All lines in the records below that hold "boards" are to be shown.
[Start of section]
PR #929, opened 2025-03-21
feat(boards): add support for the Nordic Thingy:91

ROMemories:
# Description

## TODO

- [ ] Specify the LED and button pins for examples
- [ ] Use the on-board I2C sensors for the I2C test
- [ ] Use the on-board SPI sensors for the SPI test

## Issues/PRs references

Depends on #926.

## Change checklist

- [x] I have cleaned up my commit history and squashed fixup commits.
- [x] I have followed the [Coding Conventions](https://ariel-os.github.io/ariel-os/dev/docs/book/coding-conventions.html).
- [x] I have performed a self-review of my own code.
- [x] I have made corresponding changes to the documentation.

PR #974, opened 2025-04-07
feat(boards): add support for the Nordic Thingy:91 X

ROMemories:
# Description

This adds support for the nRF9151 MCU and the Nordic Thingy:91 X board.

This is not a duplicate of #929, which is for the older, non-X variant.

## Testing

- `examples/gpio`
- `examples/storage`
- `examples/threading`
- `tests/i2c-controller` (using an on-board sensor)
- `tests/spi-main` (using an on-board sensor)

There is no user USB support on the nRF9151, and we don't yet support other network links, so couldn't test networking.

Additionally, `laze build -g -b nordic-thingy-91-x-nrf9151` completes successfully.

## Change checklist

### DIFF
--- a/laze-project.yml
+++ b/laze-project.yml
@@ -242,14 +242,23 @@ contexts:
 
   - name: nrf91
     parent: nrf
+    selects:
+      - cortex-m33f
 
   - name: nrf9160
     parent: nrf91
     provides:
       - has_storage_support
-    selects:
-      - cortex-m33f
     env:
+      PROBE_RS_CHIP: nRF9160_xxAA
+
+  - name: nrf9151
+    parent: nrf91
+    provides:
+      - has_storage_support
+    env:
+      # FIXME: probe-rs does not support the nRF9151_xxAA yet, because there is
+      # no CMSIS-Pack available
       PROBE_RS_CHIP: nRF9160_xxAA
 
   - name: rp
@@ -1394,6 +1403,10 @@ builders:
   # TODO: there also is a companion nrf52840 on this board
   - name: nrf9160dk
     parent: nrf9160
+
+  # TODO: there also is a companion nrf5340 on this board
+  - name: nordic-thingy-91-x-nrf9151
+    parent: nrf9151
 
   - name: st-nucleo-f401re
     parent: stm32f401re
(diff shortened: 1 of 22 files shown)


laze-project.yml
```diff
@@ -1395,6 +1404,10 @@ builders:
   - name: nrf9160dk
     parent: nrf9160
 
+  # TODO: there also is a companion nrf5340 on this board
+  - name: nordic-thingy-91-x-nrf9151
```
ROMemories, line 1408: The technical name is chosen based on the manufacturer URL (`thingy-91` instead of `thingy91`).
That board has two target MCU, so we agreed on that naming scheme.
[End of section]
RESPONSE TO THE TASK
feat(boards): add support for the Nordic Thingy:91
feat(boards): add support for the Nordic Thingy:91 X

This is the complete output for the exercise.